**Listed entries**
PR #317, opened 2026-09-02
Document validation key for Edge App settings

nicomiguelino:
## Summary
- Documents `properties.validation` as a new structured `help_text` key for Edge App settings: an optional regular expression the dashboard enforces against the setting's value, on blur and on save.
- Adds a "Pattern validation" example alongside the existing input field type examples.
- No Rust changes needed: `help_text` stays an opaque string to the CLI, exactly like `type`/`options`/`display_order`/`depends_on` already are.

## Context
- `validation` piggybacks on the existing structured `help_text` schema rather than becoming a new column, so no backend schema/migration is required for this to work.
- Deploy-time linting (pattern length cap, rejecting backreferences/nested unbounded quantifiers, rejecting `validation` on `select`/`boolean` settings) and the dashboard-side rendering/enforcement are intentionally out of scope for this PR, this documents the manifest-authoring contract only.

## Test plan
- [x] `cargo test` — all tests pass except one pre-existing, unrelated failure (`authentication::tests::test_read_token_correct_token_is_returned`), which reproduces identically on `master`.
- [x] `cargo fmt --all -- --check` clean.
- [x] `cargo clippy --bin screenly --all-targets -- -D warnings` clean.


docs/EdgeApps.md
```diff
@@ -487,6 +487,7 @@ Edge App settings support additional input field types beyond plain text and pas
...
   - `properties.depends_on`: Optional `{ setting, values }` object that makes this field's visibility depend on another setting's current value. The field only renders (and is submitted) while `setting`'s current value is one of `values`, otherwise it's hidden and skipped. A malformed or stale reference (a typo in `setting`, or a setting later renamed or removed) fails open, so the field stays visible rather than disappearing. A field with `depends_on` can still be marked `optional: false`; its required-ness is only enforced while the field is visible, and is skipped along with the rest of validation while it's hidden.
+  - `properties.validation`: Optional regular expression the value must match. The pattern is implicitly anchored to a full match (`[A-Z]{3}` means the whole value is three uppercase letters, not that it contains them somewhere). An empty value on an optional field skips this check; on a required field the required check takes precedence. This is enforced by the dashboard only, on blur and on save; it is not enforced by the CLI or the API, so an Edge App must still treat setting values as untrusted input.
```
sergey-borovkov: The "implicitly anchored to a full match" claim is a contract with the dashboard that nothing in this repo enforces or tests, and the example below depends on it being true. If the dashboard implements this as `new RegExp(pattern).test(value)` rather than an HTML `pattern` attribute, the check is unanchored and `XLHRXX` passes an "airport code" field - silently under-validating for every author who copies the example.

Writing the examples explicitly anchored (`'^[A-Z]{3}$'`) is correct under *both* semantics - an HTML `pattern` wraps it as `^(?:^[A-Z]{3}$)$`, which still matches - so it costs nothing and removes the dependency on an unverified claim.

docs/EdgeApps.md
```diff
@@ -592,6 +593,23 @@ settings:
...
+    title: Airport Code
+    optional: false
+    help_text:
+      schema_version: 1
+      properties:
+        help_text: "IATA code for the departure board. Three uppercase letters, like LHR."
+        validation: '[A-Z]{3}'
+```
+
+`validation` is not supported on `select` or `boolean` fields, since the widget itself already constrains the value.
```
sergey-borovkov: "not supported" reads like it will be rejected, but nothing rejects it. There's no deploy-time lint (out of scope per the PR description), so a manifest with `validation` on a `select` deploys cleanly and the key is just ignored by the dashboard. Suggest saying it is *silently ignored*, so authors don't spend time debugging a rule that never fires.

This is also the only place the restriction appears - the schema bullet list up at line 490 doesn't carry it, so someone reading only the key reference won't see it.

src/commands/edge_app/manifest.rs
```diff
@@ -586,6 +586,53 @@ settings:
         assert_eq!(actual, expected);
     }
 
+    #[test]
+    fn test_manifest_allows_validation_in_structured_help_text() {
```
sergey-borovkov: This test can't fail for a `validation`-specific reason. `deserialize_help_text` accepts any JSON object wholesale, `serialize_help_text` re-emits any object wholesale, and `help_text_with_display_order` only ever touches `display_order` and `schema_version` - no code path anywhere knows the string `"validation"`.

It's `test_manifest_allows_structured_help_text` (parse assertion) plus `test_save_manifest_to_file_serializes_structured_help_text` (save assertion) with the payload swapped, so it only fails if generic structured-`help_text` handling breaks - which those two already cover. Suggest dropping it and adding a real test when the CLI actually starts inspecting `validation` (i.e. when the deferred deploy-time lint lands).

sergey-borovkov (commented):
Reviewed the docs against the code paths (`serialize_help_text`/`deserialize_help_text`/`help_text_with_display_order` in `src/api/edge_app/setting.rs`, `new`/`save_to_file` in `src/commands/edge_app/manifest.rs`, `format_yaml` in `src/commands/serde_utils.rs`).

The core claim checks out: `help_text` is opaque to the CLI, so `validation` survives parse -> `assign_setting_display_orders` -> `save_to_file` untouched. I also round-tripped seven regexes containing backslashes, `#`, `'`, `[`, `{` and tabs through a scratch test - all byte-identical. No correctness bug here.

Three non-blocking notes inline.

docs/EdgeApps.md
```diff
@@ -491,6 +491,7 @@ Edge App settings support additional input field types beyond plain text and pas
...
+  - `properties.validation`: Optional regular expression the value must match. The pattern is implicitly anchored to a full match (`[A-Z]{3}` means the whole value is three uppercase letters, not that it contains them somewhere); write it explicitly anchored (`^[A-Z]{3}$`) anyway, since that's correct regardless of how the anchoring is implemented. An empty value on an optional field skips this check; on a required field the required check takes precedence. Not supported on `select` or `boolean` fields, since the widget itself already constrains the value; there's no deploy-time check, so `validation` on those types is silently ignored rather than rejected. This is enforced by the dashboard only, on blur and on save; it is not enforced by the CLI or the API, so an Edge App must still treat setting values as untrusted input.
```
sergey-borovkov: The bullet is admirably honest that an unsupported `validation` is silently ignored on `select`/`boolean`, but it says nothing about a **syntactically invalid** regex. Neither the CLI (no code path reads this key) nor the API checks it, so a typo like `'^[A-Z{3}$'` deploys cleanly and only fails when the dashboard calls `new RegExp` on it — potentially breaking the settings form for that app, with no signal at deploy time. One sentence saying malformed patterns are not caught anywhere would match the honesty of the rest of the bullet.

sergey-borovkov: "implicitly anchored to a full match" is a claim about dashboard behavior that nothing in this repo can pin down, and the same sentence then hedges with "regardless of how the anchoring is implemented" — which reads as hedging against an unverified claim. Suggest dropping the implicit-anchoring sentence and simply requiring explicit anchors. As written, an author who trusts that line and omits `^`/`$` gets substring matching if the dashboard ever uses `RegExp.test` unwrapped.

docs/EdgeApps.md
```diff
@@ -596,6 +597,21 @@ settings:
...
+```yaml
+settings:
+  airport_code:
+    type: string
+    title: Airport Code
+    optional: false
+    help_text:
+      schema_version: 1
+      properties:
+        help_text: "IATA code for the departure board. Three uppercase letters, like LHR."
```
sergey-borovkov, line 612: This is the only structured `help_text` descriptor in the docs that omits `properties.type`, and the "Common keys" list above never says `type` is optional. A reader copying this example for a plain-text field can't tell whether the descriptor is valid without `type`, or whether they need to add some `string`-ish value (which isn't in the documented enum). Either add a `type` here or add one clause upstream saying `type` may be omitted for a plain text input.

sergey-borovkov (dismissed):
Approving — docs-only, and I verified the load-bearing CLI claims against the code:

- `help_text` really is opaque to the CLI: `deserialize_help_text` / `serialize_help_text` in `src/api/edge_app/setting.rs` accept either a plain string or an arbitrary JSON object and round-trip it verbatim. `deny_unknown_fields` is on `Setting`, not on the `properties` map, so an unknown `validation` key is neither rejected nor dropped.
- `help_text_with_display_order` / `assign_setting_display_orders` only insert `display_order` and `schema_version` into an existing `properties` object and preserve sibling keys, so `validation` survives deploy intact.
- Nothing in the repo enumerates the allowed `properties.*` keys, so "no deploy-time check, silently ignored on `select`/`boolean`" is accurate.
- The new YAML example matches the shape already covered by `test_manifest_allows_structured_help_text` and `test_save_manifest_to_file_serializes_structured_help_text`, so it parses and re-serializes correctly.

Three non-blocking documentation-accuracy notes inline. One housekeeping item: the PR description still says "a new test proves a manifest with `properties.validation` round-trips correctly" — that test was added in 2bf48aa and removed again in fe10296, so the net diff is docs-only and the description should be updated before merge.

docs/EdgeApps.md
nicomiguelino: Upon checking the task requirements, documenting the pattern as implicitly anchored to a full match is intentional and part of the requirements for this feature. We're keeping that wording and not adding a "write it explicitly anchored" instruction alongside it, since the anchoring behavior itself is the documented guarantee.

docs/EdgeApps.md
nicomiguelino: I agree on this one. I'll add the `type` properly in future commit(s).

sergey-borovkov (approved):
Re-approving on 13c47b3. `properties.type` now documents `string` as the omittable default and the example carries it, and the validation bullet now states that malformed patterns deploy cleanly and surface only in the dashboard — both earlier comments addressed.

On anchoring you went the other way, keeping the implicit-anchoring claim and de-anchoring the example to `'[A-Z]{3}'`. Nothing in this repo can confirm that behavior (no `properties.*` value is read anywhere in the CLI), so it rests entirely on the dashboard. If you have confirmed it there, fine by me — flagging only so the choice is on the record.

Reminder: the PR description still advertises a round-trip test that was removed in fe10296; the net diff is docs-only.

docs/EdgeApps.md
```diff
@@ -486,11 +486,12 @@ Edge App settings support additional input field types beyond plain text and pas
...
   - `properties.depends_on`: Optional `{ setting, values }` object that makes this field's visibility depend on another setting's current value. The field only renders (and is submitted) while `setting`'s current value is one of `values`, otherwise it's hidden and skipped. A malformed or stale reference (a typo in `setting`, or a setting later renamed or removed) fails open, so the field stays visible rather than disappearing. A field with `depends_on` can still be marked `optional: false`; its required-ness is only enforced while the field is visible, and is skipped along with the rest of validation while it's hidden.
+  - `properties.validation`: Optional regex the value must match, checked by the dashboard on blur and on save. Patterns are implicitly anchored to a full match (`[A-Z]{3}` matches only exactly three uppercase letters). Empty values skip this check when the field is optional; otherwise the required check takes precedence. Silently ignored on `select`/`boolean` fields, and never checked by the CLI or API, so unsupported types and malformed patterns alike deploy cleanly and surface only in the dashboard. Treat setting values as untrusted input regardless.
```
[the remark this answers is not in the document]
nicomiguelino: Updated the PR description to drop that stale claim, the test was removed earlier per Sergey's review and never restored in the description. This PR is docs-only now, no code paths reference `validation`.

**What you are asked to do**
Scan the entries above for the word "survives", then copy every line in which it occurs.

**Solution**
The core claim checks out: `help_text` is opaque to the CLI, so `validation` survives parse -> `assign_setting_display_orders` -> `save_to_file` untouched. I also round-tripped seven regexes containing backslashes, `#`, `'`, `[`, `{` and tabs through a scratch test - all byte-identical. No correctness bug here.
- `help_text_with_display_order` / `assign_setting_display_orders` only insert `display_order` and `schema_version` into an existing `properties` object and preserve sibling keys, so `validation` survives deploy intact.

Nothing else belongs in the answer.